[Dataset records]
· · · · · · ·
Issue #5712, opened 2026-08-01
HASH index: the sorted slot directory makes inserts scale with page size, and the 64KB default costs ~2x


lvca:
## Summary

`HashIndexBucket` keeps the entries of a bucket **sorted** and binary-searches them
(`findInsertionPoint` -> `insertEntryInSlottedPage`). A hash bucket has no semantic need for ordering;
it exists only to allow a binary search inside the page. The cost is that every insert shifts a
contiguous run of the slot directory, and that run scales with entries-per-page - so the bigger the
page, the more expensive each insert becomes.

The current default, `HashIndexBucket.DEF_PAGE_SIZE = 65_536`, sits on the wrong side of that curve.

## Measurements

Benchmark: 200k edges, one hub, `UNIQUE` index on `(@out, @in)`, 100 edges/tx, plus 100k dedup probes
afterwards. LSM (`DEF_PAGE_SIZE = 262_144`) shown for reference.

| config | insert | probe (100k) | pages/edge |
|---|---|---|---|
| LSM_TREE, 256K pages | 2145 / 2006 ms | 276 / 247 ms | 0.21 |
| HASH, 256K pages | 4179 ms | - | 0.49 |
| HASH, 64K pages (**today's default**) | 3911 / 4205 / 4294 ms | 137 ms | 0.34-0.49 |
| HASH, 16K pages | 2529 / 2956 ms | - | 0.81 |
| HASH, 4K pages | 2060 / 2063 / 2220 ms | 97 ms | 1.05 |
· · · · · · ·
TASK OBJECTIVE
Number of lines containing "binary" in the data: state it and nothing more.

EXERCISE RESULT
2